The tubing had been modified in March 2000 during the addition of pressure pulsation dampening accumulators to the system. No stress analysis was performed for the as- left configuration of the tubing. Contributing factors were determined to be:

1. Non-safety related piping designs were not typically treated with the same level of rigor as safety related systems.

2. There was an over-reliance on the technical completeness of a vendor recommended solution.

Further inspection of the feedwater system was conducted during the recent refueling outage to determine the cause of the Level 8 pump trips that occurred during the scram recovery. As described above, an inspection of the "C" feedwater pump discharge check valve (Velan Valve Co., model no. B22-7114P-02TS) following the scram determined that the disc, the disc nut, and the washer came loose after the cotter pin inserted in the nut came out. The corresponding check valves for the "A" and "B" pumps were inspected during the refueling outage in March 2003. The cotter pin was missing in the "B" valve, and the disc nut was loose but still in place. The inspection of the "A" valve was satisfactory. The cotter pins from the "B" and "C" valves could not be located. It is suspected they were dislodged by flow-induced vibration.

The parts list for the pump discharge check valve calls for a 1/8" diameter cotter pin, although the cotter pin hole is 3/16" in diameter. The vendor confirmed that a larger cotter pin would provide a more secure fitting, and recommended staking the disc stud to increase the security of the disc nut. An engineering evaluation was processed to allow increasing the diameter of the cotter pin.

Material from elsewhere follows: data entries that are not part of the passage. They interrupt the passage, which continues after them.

Issue #611, opened 2023-02-15
Loading screen forever after updateTransferSteps


JacqueGM:
**Describe the bug**
After the updateTransferSteps - the transactions are not being retried therefore the screen remains in a loading page
**To Reproduce**
1. Go to circles.garde
2. Click on send and open network tab
3. Wait until it finished the whole sending process.
4. Observe that after the update steps the transaction are not retried ending up in a forever loading screen

**Expected behavior**
After update steps the transaction should be retried and a message should be shown on what is happening

**Screenshots**
<img width="1414" alt="Screenshot 2023-02-15 at 16 12 56" src="https://user-images.githubusercontent.com/55389166/219068069-29e784ef-e215-4b91-91c5-c0dae69810ed.png">

**Desktop-Computer (please complete the following information):**
 - OS: MacOS
 - Browser Chrome

louilinn:
waiting for replacement of pathfinder service first

mikozet:
This PR might be helpfull for this task: https://github.com/CirclesUBI/circles-myxogastria/pull/627
As it solves issue in coment described here:
https://github.com/CirclesUBI/circles-myxogastria/issues/589#issuecomment-1462356650

juanenrisley:
As seen with @JacqueGM this issue is caused by #644. We tested in https://preview-dev.circles.garden/ and does not occur anymore.

PR #627, opened 2023-03-14
589 transaction of high amount are being reverted

### LINKED ISSUE #589: Transaction of high amount are being reverted
**Describe the bug**
When sending high amounts (>8k) the transactions are reverted but the message says transaction done.

**To Reproduce**
1. Go to transfer CRC
2. Click on  send
3. Wait until transaction takes place

**Expected behavior**
Transactions should be done and if they are not done a proper message should be returned, but not a success message
**Screenshots**
[](url)

**Desktop-Computer (please complete the following information):**
 - Chorme

[
Screenshot 2023-01-30 at 14 15 47

Screenshot 2023-01-30 at 14 57 52
](url)

mikozet:


louilinn:
@mikozet will file a new issue that better describes the bug in resloved in this PR
In this PR he will add a description explaining why this is a good solution, how behaviour changes and why

src/views/SendConfirm.js
```diff
@@ -117,8 +118,27 @@ const SendConfirm = () => {
...
     try {
-      await dispatch(transfer(address, amount, paymentNote));
+      await dispatch(
+        transfer(
+          address,
+          amount,
+          paymentNote,
+          PATHFINDER_HOPS_DEFAULT,
+          PATHFINDER_HOPS_DEFAULT + 1,
+          additionalAction,
```
mikozet, line 139: the idea behind this is it gives us flexibility what to do in case of for example endless spinner. We define that additional action where transfer function gets dispatched. Our loading spinners have state in various components so thus that should be closed from there

louilinn:
What was perhaps fixed by this PR (issue #611) is resolved by https://github.com/CirclesUBI/circles-myxogastria/pull/648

CORRECTIVE ACTION TO PREVENT RECURRENCE

The following corrective actions have been completed:

1. Repairs to the affected tubing on turbine control valve number 1 were completed prior to startup from the forced outage. The repairs included increasing the wall thickness of the tubing.

2. During the subsequent refueling outage, the turbine control valve EHC tubing was reconfigured based on a system stress analysis to eliminate the overstress condition, and was modified to increase the tubing wall thickness.

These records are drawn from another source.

PR #642, opened 2023-03-30
Don't call getTransactionReceipt if txHash is not defined

### LINKED ISSUE #641: Invalid params - error in console
Worked on in bug session 28/3-23

Sentry ids:
MYXOGASTRIA-PRODUCTION-EBM
MYXOGASTRIA-PRODUCTION-FAC
Top cause of error in Sentry.

Source: https://github.com/CirclesUBI/circles-myxogastria/blob/551cddf24ab687469c2ac625f2fd221a47beef00/src/store/activity/actions.js#L70
Does not directly effect users. The activity status could not be verified. It retries again later anyway when state changes (method runs in hook). But it spams console and Sentry.

hypothesis: 
1. web3 method is responding with an error that is not handled
2. the web socket has disconnected for some reason

Running a scripted with invalid transaction hashes to proved theory 1. We need to validate txHash is defined (unlikely to be defined but incorrect).

Documentation claims `getTransactionReceipt` returns null when txHash is incorrect but sometime / often it triggers errors. Running the script it does so for example.

The error is hard to reproduce in production. We don't really know why this is. 
We try validating and see if errors go down in Sentry as step 1.

louilinn:
Closes: https://github.com/CirclesUBI/circles-myxogastria/issues/641

As a first step verify txHash is defined.
If this does not help we can catch the error or validate further.

### DIFF
--- a/src/store/activity/actions.js
+++ b/src/store/activity/actions.js
@@ -68,7 +68,9 @@ export function checkPendingActivities() {
 
     for await (const category of CATEGORIES) {
       activity.categories[category].activities.forEach(async (activity) => {
-        if (!activity.isPending) {
+        // We only need check pending activities and activities without
+        // txHash are not ready to be checked.
+        if (!activity.isPending || !activity.txHash) {
           return;
         }
 


mikozet (approved):

juanenrisley (approved):
👍🏿

PR #649, opened 2023-04-03
633 export balance UI for first stage visual part and popup functionality with date selection

### LINKED ISSUE #633: Export Balance UI for first stage - visual part and popup functionality with date selection
Design material:
https://www.figma.com/file/ZTqF54s6CSHTwAxp0U0JjQ/Circles-myxogastria?node-id=7523-11295&t=VtAkrRww9liYOQpk-0#394798365 - FIRST STAGE

Create the graphical interface and allow for date selection.
The download behavior is set to the export button in design.

This task does not involve manipulating downloadCsvStatement or file statement. It is only the UX parts.
(see task issue #623 for next functionality task)

louilinn:
Closes #633


mikozet:
I didn't notice that DateRangePicker requires to use commercial license of MUI :( more info in link
https://github.com/mui/mui-x
"Pro Plan
The Pro version of MUI X expands on the features of the free version with more advanced capabilities such as multi-filtering, multi-sorting, column resizing and column pinning for the data grid; as well as the date range picker component.

The Pro version is available under a commercial license—visit the Pricing page for details."

Because of that my proposition is to use two DatePickers MUI components.
How it will work:
We set date in 'From' input and in 'To' input it automatically adjust minDate so we cannot choose date before 'From' - I already implemented that logic..
Pros:
We still have MUI design, it gives good mobile experience as well, we do not to install additional libraries

I tried also to find some alternatives:
I checked two libraries:
1. https://reactdatepicker.com/#example-date-range (I didn't like it)
2. https://react-dates.github.io/react-dates/?path=/story/daterangepicker-drp--default (this one is/was used by Airnb)

I implemented second solution but there were some drawbacks:
We need to install additional libraries. Styling of inputs is not that easy and I am not sure if we would be able to replicate MUI looking input which we currently have (I doubt it as html structure is different and text is presented as input attributes not additional html elements)
Another thing which I discovered is that on mobile calendar was cut and there was no scroll (in our case, probably due to other styles in our app) so that would also require some adjustments.   

To some up I decided two go with two DatePickers (currently inputs still needs styling)

louilinn:
We have merge to rebase the export-balances branch to get the MUI updates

3. The "B" and "C" feedwater pump discharge check valves were reassembled with 3/16" cotter pins, and the disc studs were staked. The 1/8" cotter pin in the "A" valve was replaced with a 3/16" cotter pin.

SAFETY SIGNIFICANCE

The plant was shutdown following the discovery of a leak in the main turbine EHC system. A manual reactor scram was initiated and all safety systems operated per design. Prior to the event, reactor power was at 90 percent in end-of-cycle coastdown.

The core was operating with approximately 15 percent margin to thermal power margins. No power excursion or pressure excursion were seen in post-trip data.

Therefore, the safety limits specified in Technical Specification were not challenged.

Reactor water level was maintained above the Level 2 setpoint at which emergency core cooling systems are actuated. Water level was controlled and maintained by the RCIC system. Reactor feedwater pumps remained available following their automatic shutdown upon reaching Level 8, although the decision was made to utilize RCIC for an expeditious recovery. Reactor water level was returned to a normal post-shutdown range in a timely manner.

There was no release of steam to the containment, drywell, or suppression pool; therefore, there was no challenge to containment integrity. The reactor vessel pressure did not exceed the first safety relief valve set point of 1133 psig, or the high pressure scram setpoint (nominally 1094.7 psig); therefore, there was no challenge to the reactor coolant pressure boundary.

As none of the barriers to fission product release were challenged, there was no adverse effect on nuclear safety. This event had minimal effect on the health and safety of the public.

(NOTE: Energy Industry Component Identification codes are annotated as (**XX**).)